Edition based redefinition (EBR) is a great feature. However there are also some drawbacks.
One drawback is that is is very difficult to have multiple applications in the same database that each use there own editioning concept without getting into conflict with each other.
I suggest to implement editions as a schema level concept.
An edition is for the whole database (whole PDB). Splitting the applications accross different PDBs would avoid this, but is not a proper solution. First there are licensing differences, but more importantly the desicion what is a schema and what is a database should not be based upon EBR feature usage but on sound achitectural differences. Maybe the different schemas are managed by different teams of developers all building the same application (just different building blocks).
The suggestion is that each schema can have its own editions. Those editions would be independend from editions inside other schemas.
What do we gain?
Each schema can deploy a new application version (=a new edition) without overwriting the editioned objects form another schema.
An example
We have an apex application based upon the HR schema. We now want to deploy a new version. So we create a new HR.edition2. Deploy our plsql packages and views there.

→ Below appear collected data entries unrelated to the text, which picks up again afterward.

PR #296, opened 2022-11-25
🐛 Fix loading translated literals and progress steps

CharString:
Closes open-formulieren/open-forms#2391

### DIFF
--- a/src/i18n.js
+++ b/src/i18n.js
@@ -53,7 +53,7 @@ const I18NContext = React.createContext({
 });
 I18NContext.displayName = 'I18NContext';
 
-const I18NManager = ({languageSelectorTarget, children}) => {
+const I18NManager = ({languageSelectorTarget, onLanguageChangeDone, children}) => {
   const {baseUrl} = useContext(ConfigContext);
   const [languageCode] = useGlobalState(currentLanguage);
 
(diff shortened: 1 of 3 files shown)


src/i18n.js
```diff
@@ -92,6 +95,7 @@ const I18NManager = ({languageSelectorTarget, children}) => {
 
 I18NManager.propTypes = {
   languageSelectorTarget: PropTypes.instanceOf(Element),
+  onLanguageChangeDone: PropTypes.instanceOf(Function),
```
sergei-maertens, line 98:
```suggestion
  onLanguageChangeDone: PropTypes.func,
```
see https://reactjs.org/docs/typechecking-with-proptypes.html

src/i18n.js
```diff
@@ -75,14 +75,17 @@ const I18NManager = ({languageSelectorTarget, children}) => {
 
   const {messages, formioTranslations} = value;
 
-  const onLanguageChangeDone = newLanguageCode => {
+  const logLanguageChangeDone = newLanguageCode => {
+    onLanguageChangeDone(newLanguageCode);
     console.log(`Changed language to: ${newLanguageCode}`);
   };
```
sergei-maertens, line 81: we can drop the `console.log`, so you can just forward the `onLanguageChangeDone` prop

sergei-maertens (changes requested):
nice tests :+1:

sergei-maertens (approved):

PR #297, opened 2022-11-25
Issue/2272 show unique page titles

jiromaykin:
fixes https://github.com/open-formulieren/open-forms/issues/2272


sergei-maertens (approved):
Made a couple minor tweaks, the general idea is:

* formatted message description is intended for translators and should provide sufficient context how/where the message is used
* group imports and sort them alphebetically (by module and name) within a group: third party packages, first-party packages and then local imports
*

At the same time the APEX team publishes a new APEX version. Using EBR they provide a way to do the upgrade using a zero downtime approach. They install a new edition deploy the new code there.
Currently running apex sessions still run in the old version. New sessions would be switched to the new session.
At the moment this would not work, because we only have edition per database container. For example what happens if we decide to go back to our old HR version. Meaning we want to drop the HR edition2. However this would require to drop the new apex edition too.
There are serveral similar conflicts. All resulting in because different responsibilites exists alongside in the same database. And editions need to be matched to this level of responsibility.